Search code examples
neon

assembly asm code, how to load data from different source points?


i tried to improve some code, but it seems so difficult to me. i develop on Android NDK. the C++ code i want to improve followed:

unsigned int test_add_C(unsigned int *x, unsigned int *y) {
unsigned int result = 0;
for (int i = 0; i < 8; i++) {
    result += x[i] * y[i];
}
return result;

}

and neon code:

unsigned int test_add_neon(unsigned *x, unsigned *y) {

unsigned int result;
__asm__ __volatile__(
        "vld1.32    {d2-d5}, [%[x]] \n\t"
        "vld1.32    {d6-d9}, [%[y]]!    \n\t"
        "vmul.s32   d0, d2, d6      \n\t"
        "vmla.s32   d0, d3, d7      \n\t"
        "vmla.s32   d0, d4, d8      \n\t"
        "vmla.s32   d0, d5, d9      \n\t"
        "vpadd.s32  d0, d0          \n\t"
        "vmov       %0, r4, d0      \n\t"
        :"=r"(result)
        :"r"(x)
        :"d0", "d2", "d3", "d4", "d5", "d6", "d7", "d8", "d9", "r4"
);
return result;

}

but when i compile the code, it msg that undefined named operand 'x' and 'y'. i dont know how to load the data from array x and y. someone can help me? thanks a lot.


Solution

  • Variable names inside inline assembly can't be "seen" by the compiler, and must be included in the input/output operands list.

    Changing the line

    :"r"(x)
    

    to

    :[x]"r"(x),[y]"r"(y)
    

    will fix your 'undefined named operand' problem.

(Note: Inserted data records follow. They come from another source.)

PR #240, opened 2017-05-31
Deal degenerate blob energies

### LINKED ISSUE #238: Blob energies returned as set in paolina.py function blob_energies
Since the blob energies are returned as a set, if they have the same value, the set will contain only 1 element with that value.  Therefore if the user attempts to obtain the energies expecting 2:

```
eblobs = blob_energies(trks[itmax],blob_radius)
iter_eblobs = iter(eblobs)
Eblob1, Eblob2 = next(iter_eblobs), next(iter_eblobs)
```

a `StopIteration` error will occur.  One could get around this by checking the length of the returned set `eblobs` but Paola disagrees because the user should always expect two blobs.  Note that the blob energies being the same value is not necessarily an error - it may happen if the extremes are found close by and therefore include the same energy or of course if the exact energy by chance is found in both extremes.

paolafer:
Fix #238
Two cases:

+ single-voxel
+ degenerate blob energies

### DIFF
--- a/invisible_cities/cities/paolina.py
+++ b/invisible_cities/cities/paolina.py
@@ -7,6 +7,8 @@ from collections import namedtuple
 import numpy    as np
 import networkx as nx
 
+from .. core.exceptions import NoHits
+from .. core.exceptions import NoVoxels
 
 class Hit:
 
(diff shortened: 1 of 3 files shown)


jjgomezcadenas (dismissed):
Solves the situation in which both voxels were identical

jerenner (commented):
We should consider in addition the cases in which no voxels are produced (this would cause an error in find_extrema as it is currently written).

jerenner (approved):

jacg (approved):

However, I see a few more potential issues right away.

    First, the datatype s32 of your multiplication instructions should be u32, since you specify x and y are of unsigned int type.

    Second, you post-increment y but not x in the lines

    "vld1.32    {d2-d5}, [%[x]]     \n\t"
    "vld1.32    {d6-d9}, [%[y]]!    \n\t"
    

    Unless this is on purpose, it is better to be consistent.